PR #4229, opened 2025-05-24
feat: Support disabling deletion of adopted namespace

Kavinraja-G:


docs/docs/50-user-guide/20-how-to-guides/20-working-with-projects.md
```diff
@@ -243,6 +243,15 @@ spec:
   # ...
 ```
 
+### Preventing Namespace Deletion
+
+By default, when a Project is deleted, Kargo will attempt to delete the corresponding Namespace.
+However, in cases where an existing Namespace is adopted by a Project, you may wish to prevent Kargo
```
krancour, line 249: It is probably useful not _only_ in cases of adoption.

internal/controller/management/projects/projects.go
```diff
@@ -480,23 +480,30 @@ func (r *reconciler) ensureNamespace(ctx context.Context, project *kargoapi.Proj
 		// uncommon scenario where an organization has its own controller that
 		// creates and initializes namespaces to ensure compliance with
 		// internal policies. Such a controller might already own the namespace.
```
krancour, line 482: Even prior to this PR, this comment was misplaced. Could you please relocate it to just above where the Project is (now conditionally) made an owner?

docs/docs/50-user-guide/20-how-to-guides/20-working-with-projects.md
Kavinraja-G: Yeah I did thought of that, but if the namespace is created by Kargo and user wants to keep in this case that will leave the namespace orphaned?

internal/controller/management/projects/projects.go
```diff
@@ -480,23 +480,30 @@ func (r *reconciler) ensureNamespace(ctx context.Context, project *kargoapi.Proj
...
+		if project.Labels[kargoapi.KeepNamespaceLabelKey] != kargoapi.LabelTrueValue &&
+			ns.Labels[kargoapi.KeepNamespaceLabelKey] != kargoapi.LabelTrueValue {
+
+			updated, err := r.ensureFinalizerFn(ctx, r.client, ns)
+			if err != nil {
+				return fmt.Errorf("error ensuring finalizer on namespace %q: %w", project.Name, err)
+			}
+			if updated {
+				logger.Debug("added finalizer to namespace")
+			}
```
krancour, line 495: I'm not sure this should be conditional. This is for ensuring things work in the _opposite_ direction. i.e. Ensures that if you delete the Project's namespace, the Project goes with it. I don't feel as if that is behavior that needs to change in order to prevent the namespace from being deleted when the Project is.

api/v1alpha1/labels.go
```diff
@@ -15,6 +15,7 @@ const (
 	ProjectLabelKey           = "kargo.akuity.io/project"
 	ShardLabelKey             = "kargo.akuity.io/shard"
 	StageLabelKey             = "kargo.akuity.io/stage"
+	KeepNamespaceLabelKey     = "kargo.akuity.io/keep-namespace"
```
krancour, line 18: This really should be an annotation.

Kavinraja-G: Fixed https://github.com/akuity/kargo/pull/4229/commits/332d481507c22e94f215a3107491ee86b7e409dd

docs/docs/50-user-guide/20-how-to-guides/20-working-with-projects.md
Kavinraja-G: But do we want that to happen? This will intentionally make the controller to orphan, maybe there can be scenarios where user wants to keep and delete the Project alone. I can include this scenario if we are okay to have.

internal/controller/management/projects/projects.go
```diff
@@ -476,27 +476,35 @@ func (r *reconciler) ensureNamespace(ctx context.Context, project *kargoapi.Proj
...
-			return fmt.Errorf(
-				"error patching namespace %q with project %q as owner: %w",
-				project.Name,
-				project.Name,
-				err,
-			)
+
+		// Before setting project as the owner for the existing namespace check for `keep-namespace`
+		// label in either project/namespace if it's true we don't want to make project as the owner
+		if project.Annotations[kargoapi.AnnotationKeyKeepNamespace] != kargoapi.AnnotationTrueValue &&
```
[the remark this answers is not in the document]
Kavinraja-G: Thanks for the brief explanation!

> Namespace has no remaining relationship to the Project
In that case, is that ideal to have the `keep-namespace` annotation only on Project and not on the namespace?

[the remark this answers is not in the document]
Kavinraja-G: Done! lmk, if you have any suggestions. Thanks again, for your inputs.

docs/docs/50-user-guide/20-how-to-guides/20-working-with-projects.md
krancour: Oh... there's no orphan... in your latest commits, you already included the logic to remove the ownership reference.

internal/controller/management/projects/projects.go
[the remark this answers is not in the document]
krancour: Nicely done. At a glance, this looks almost entirely correct.

For good measure, I would not overlook this part:

> Ownership should be unconditional (mainly for bookkeeping purposes), _but can be configured to prevent cascading deletion of dependents._

In `ensureNamespace()`, I believe this requires you to set `ownerRef.Controller = nil`.

You will also need to make sure existing ownership references are updated.

Look for `logger.Debug("namespace exists and is already owned by this Project")`. You see we return early right after that, but you'll need to check if `ownerRef.Controller != nil` and if that's the case, you'll need to fix it.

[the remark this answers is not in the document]
Kavinraja-G: Ahh, I missed this part. Thanks! Fixed in https://github.com/akuity/kargo/pull/4229/commits/7afe3179bb8146ad82b030dc634eaf4d16480e23

internal/controller/management/projects/projects.go
```diff
@@ -467,6 +532,9 @@ func (r *reconciler) ensureNamespace(ctx context.Context, project *kargoapi.Proj
 		for _, ownerRef := range ns.OwnerReferences {
 			if ownerRef.UID == project.UID {
 				logger.Debug("namespace exists and is already owned by this Project")
+				if ownerRef.Controller != nil {
+					ownerRef.Controller = nil
+				}
 				return nil
 			}
 		}
```
krancour, line 540:
```suggestion
		for i, ownerRef := range ns.OwnerReferences {
			if ownerRef.UID == project.UID {
				logger.Debug("namespace exists and is already owned by this Project")
				if ownerRef.Controller != nil {
					logger.Debug("owner reference requires update")
					ns.OwnerReferences[i].Controller = nil // Update in place
					if err = r.patchOwnerReferencesFn(ctx, r.client, ns); err != nil {
						return fmt.Errorf(
							"error patching namespace %q owner references: %w",
							project.Name,	err,
						)
					}
					logger.Debug("updated owner reference")
				}
				return nil
			}
		}
```

internal/controller/management/projects/projects.go
```diff
@@ -464,9 +529,20 @@ func (r *reconciler) ensureNamespace(ctx context.Context, project *kargoapi.Proj
...
+					ns.OwnerReferences[i].Controller = nil // Update in place
+					if err = r.patchOwnerReferencesFn(ctx, r.client, ns); err != nil {
+						return fmt.Errorf(
+							"error patching namespace %q owner references: %w",
+							project.Name,	err,
+						)
+					}
+					logger.Debug("updated owner reference")
+				}
 				return nil
```
krancour, line 546: This early return isn't new, but it's not sitting right with me and I think while we're already touching this logic, it's the right time to fix it.

There was a time when Projects were reconciled only once and once everything was initialized, they weren't reconciled again until deletion. That changed fairly recently.

An early return from here bypasses the logic further down for ensuring the existence of the finalizer on the namespace and we really want to ensure that unconditionally.

We may need to slightly re-order the sequence of events in this method. (All the right code is here, and I think things just need to move around.)

I will tinker with this if you don't mind @Kavinraja-G.

krancour: I think that would do the trick, but as I'm looking at how this method has now grown, I think it's probably possible to refactor it to be more readable and concise. I haven't looked hard enough to figure out yet what might be possible.

Kavinraja-G: Thanks @krancour, lmk if you need any help. Also is it possible to expedite this change to the upcoming releases?

krancour:
Just a note that I haven't forgotten about this. I did start playing with it and got sidetracked by some more urgent things.

My immediate observation was that breaking the delete/cleanup logic out into its own method makes it quite a bit easier both to comprehend and to test.

@Kavinraja-G if you had the bandwidth to do that little bit of refactoring, it would move this along a bit.

Kavinraja-G:
> Just a note that I haven't forgotten about this. I did start playing with it and got sidetracked by some more urgent things.
> 
> My immediate observation was that breaking the delete/cleanup logic out into its own method makes it quite a bit easier both to comprehend and to test.
> 
> @Kavinraja-G if you had the bandwidth to do that little bit of refactoring, it would move this along a bit.

@krancour Sure, did some initial refactoring https://github.com/akuity/kargo/pull/4229/commits/63328adbd6bc5fb6c5fdaab2ea68fe4d633a2c86, how about now?

Kavinraja-Ganesan:
@krancour bumping this.. 👀 Apologies if you are out this week.

docs/docs/50-user-guide/20-how-to-guides/20-working-with-projects.md
```diff
@@ -243,6 +243,15 @@ spec:
...
 ```
 
+## Preventing Namespace Deletion
+
+By default, when a Project is deleted, Kargo will attempt to delete the corresponding Namespace.
+However, there are scenarios where you may want to retain the namespace after the associated Project is removed
+whether it was created by Kargo or adopted from an existing setup.
+
+To achieve this, you can apply the following annotation to the `Namespace` or the corresponding `Project` resource
+with `kargo.akuity.io/keep-namespace: "true"`
```
krancour:
```suggestion
By default, when a Project is deleted, Kargo will attempt to delete the
corresponding Namespace. However, there are scenarios where you may want to
retain the namespace after the associated Project is removed whether it was
created by Kargo or adopted from an existing setup.

To achieve this, you can apply the following annotation to the `Namespace` or
the corresponding `Project` resource with
`kargo.akuity.io/keep-namespace: "true"`.
```

krancour:
@hiddeco if you're happy, I'm happy.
***
Your instructions:
Among the lines above, return each one holding the string "apply".

Your response:
+To achieve this, you can apply the following annotation to the `Namespace` or the corresponding `Project` resource
To achieve this, you can apply the following annotation to the `Namespace` or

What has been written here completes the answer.